Exploring LLM-based Agents for Root Cause Analysis
- URL: http://arxiv.org/abs/2403.04123v1
- Date: Thu, 7 Mar 2024 00:44:01 GMT
- Title: Exploring LLM-based Agents for Root Cause Analysis
- Authors: Devjeet Roy, Xuchao Zhang, Rashi Bhave, Chetan Bansal, Pedro
Las-Casas, Rodrigo Fonseca, Saravan Rajmohan
- Abstract summary: Root cause analysis (RCA) is a critical part of the incident management process.
Large Language Models (LLMs) have been used to perform RCA, but are not able to collect additional diagnostic information.
We present an evaluation of a ReAct agent equipped with retrieval tools, on an out-of-distribution dataset of production incidents collected at Microsoft.
- Score: 17.053079105858497
- License: http://creativecommons.org/licenses/by-sa/4.0/
- Abstract: The growing complexity of cloud based software systems has resulted in
incident management becoming an integral part of the software development
lifecycle. Root cause analysis (RCA), a critical part of the incident
management process, is a demanding task for on-call engineers, requiring deep
domain knowledge and extensive experience with a team's specific services.

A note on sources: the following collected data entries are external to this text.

PR #2619, opened 2022-05-26
contracts-bedrock: migrate to `packages`

tynes:
**Description**
This PR migrates the `contracts-bedrock` to the `packages` directory. It removes the dependency on `@eth-optimism/contracts` by copy/pasting the code from that package into this package. Longer term, we will be replacing the `contracts` package with `bedrocks-contracts` with a major release, the `bedrock-contracts` package is temporary.

`contracts-bedrock` uses the foundry toolchain for compilation and I have custom code to write the hardhat style artifacts to disk. I plan on upstreaming that code so that foundry compilation will create hardhat style artifacts on disk

The submodules have been removed, and the packages that do not have npm modules are installed from a github repo at a specific commit hash. I'm using a commit hash as releases on github aren't up to date


tynes:
CI is facing a problem

```
Caused by:
  ERROR: You're using an RSA key with SHA-1, which is no longer allowed. Please use a newer client or a different key type.
  Please see https://github.blog/2021-09-01-improving-git-protocol-security-github/ for more information.
```

Will investigate exactly the reason why, a potential fix is using git to overwrite such that downloads happen over https instead of ssh

.circleci/config.yml
```diff
@@ -63,7 +63,7 @@ jobs:
 
   yarn-monorepo:
     docker:
-      - image: ethereumoptimism/js-builder:latest
+      - image: ethereumoptimism/js-builder:nightly
```
tynes, line 66: This might be able to be `latest`

.circleci/config.yml
```diff
@@ -97,7 +98,8 @@ jobs:
             - integration-tests/node_modules
       - run:
           name: Build monorepo
-          command: yarn build
+          command: |
```
tynes, line 101: unneeded

.prettierrc.js
```diff
@@ -17,7 +17,7 @@ module.exports = {
         bracketSpacing: true,
         // These options are specific to the Solidity Plugin
         explicitTypes: 'always',
-        compiler: '0.8.9',
```
tynes, line 20: `^0.8.9`

package.json
```diff
@@ -41,25 +44,39 @@
     "release": "yarn build && yarn changeset publish"
   },
   "devDependencies": {
-    "@typescript-eslint/eslint-plugin": "^4.26.0",
+    "@babel/eslint-parser": "^7.18.2",
+    "@types/chai": "^4.2.18",
+    "@types/chai-as-promised": "^7.1.4",
+    "@types/mocha": "^8.2.2",
+    "@types/node": "^12.0.0",
+    "@typescript-eslint/eslint-plugin": "^5.26.0",
```
tynes, line 52: yarn depcheck

depcheck: depcheck --config ../../.depcheckrc

Can we extend the depcheck with multiple configs?

PR #2624, opened 2022-05-26
fix(hc): reset metrics on ok connection

smartcontracts:
**Description**
Has replica healthcheck reset connection failure metrics whenever the
connection is successful. This is more useful on the UI standpoint since
we're generally more interested in consecutive failures, not total
failures.

### DIFF
--- a/.changeset/smooth-bugs-sneeze.md
+++ b/.changeset/smooth-bugs-sneeze.md
@@ -1,0 +1,5 @@
+---
+'@eth-optimism/replica-healthcheck': patch
+---
+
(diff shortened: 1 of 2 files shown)


optimisticben:
What a user typically cares about is how many events occurred in a time period.

You accomplish this by observing the rate of change on the metric series instead of resetting it.

Something like
```
rate(healthcheck_reference_connection_failures[5m])
```

When the condition causing the errors is resolved, the rate will return to zero.

Inphi:
^^
this can be accomplished on the metrics backend

PR #2628, opened 2022-05-27
proxyd: Handle unexpected JSON-RPC responses

Inphi:
This fixes a bug where the infura backend would be labeled offline because it
returns an unexpected JSON-RPC response. Unexpected, but well-formed,
JSON-RPC response are handled specially. Such errors are surfaced up to
the backend proxier so failover still occurs.

### DIFF
--- a/proxyd/integration_tests/failover_test.go
+++ b/proxyd/integration_tests/failover_test.go
@@ -8,6 +8,7 @@ import (
 	"testing"
 	"time"
 
+	"github.com/alicebob/miniredis"
 	"github.com/ethereum-optimism/optimism/proxyd"
 	"github.com/stretchr/testify/require"
 )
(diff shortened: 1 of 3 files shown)


proxyd/integration_tests/failover_test.go
```diff
@@ -240,3 +242,52 @@ func TestBatchWithPartialFailover(t *testing.T) {
...
+	require.NoError(t, err)
+	defer shutdown()
+
+	res, statusCode, err := client.SendBatchRPC(
+		NewRPCReq("1", "eth_chainId", nil),
+		NewRPCReq("2", "eth_chainId", nil),
+	)
+	require.NoError(t, err)
+	require.Equal(t, 200, statusCode)
+	RequireEqualJSON(t, []byte(asArray(goodResponse, goodResponse)), res)
```
tynes, line 284: What exactly is this line testing? Should it be checking `res` against `goodResponse` instead of `goodResponse` against itself?

Inphi: That's indeed what it's doing, isn't it? There are two `goodResponse`  JSON-RPC objects returned. It's that batch response that's checked against `res`.

tynes (approved):

PR #6292, opened 2023-07-14
op-e2e: make TestBatcherMultiTx more resilient

jyellick:
TestBatcherMultiTx disables the batch submitter at the beginning of the test, then starts it later to ensure that it catches up and appropriately submits the transactions.

However, currently it does this by checking the block number before starting the batcher, then waiting for 3 blocks before checking for the transactions.  Because there is no synchronization, it's possible that the block number advances before the batcher starts, which can lead to the test flaking.

This commit changes the approach to fetching each of the next 10 blocks, and succeeding once the transactions are found, or failing if none are found within the next 10 blocks.

cc @ajsutton

### DIFF
--- a/op-e2e/system_test.go
+++ b/op-e2e/system_test.go
@@ -1351,22 +1351,21 @@ func TestBatcherMultiTx(t *testing.T) {
 	err = sys.BatchSubmitter.Start()
 	require.Nil(t, err)
 
-	// wait for 3 L1 blocks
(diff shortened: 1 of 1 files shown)


trianglesphere (approved):

jyellick:
Is there anything outstanding I need to address before getting this merged?

tynes:
Can confirm that the tests are passing in CI. Thank you for this contribution!

tynes (approved):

Automation of RCA can result in significant savings of time, and ease the
burden of incident management on on-call engineers. Recently, researchers have
utilized Large Language Models (LLMs) to perform RCA, and have demonstrated
promising results. However, these approaches are not able to dynamically
collect additional diagnostic information such as incident related logs,
metrics or databases, severely restricting their ability to diagnose root
causes. In this work, we explore the use of LLM based agents for RCA to address
this limitation. We present a thorough empirical evaluation of a ReAct agent
equipped with retrieval tools, on an out-of-distribution dataset of production
incidents collected at Microsoft. Results show that ReAct performs
competitively with strong retrieval and reasoning baselines, but with highly
increased factual accuracy. We then extend this evaluation by incorporating
discussions associated with incident reports as additional inputs for the
models, which surprisingly does not yield significant performance improvements.
Lastly, we conduct a case study with a team at Microsoft to equip the ReAct
agent with tools that give it access to external diagnostic services that are
used by the team for manual RCA. Our results show how agents can overcome the
limitations of prior work, and practical considerations for implementing such a
system in practice.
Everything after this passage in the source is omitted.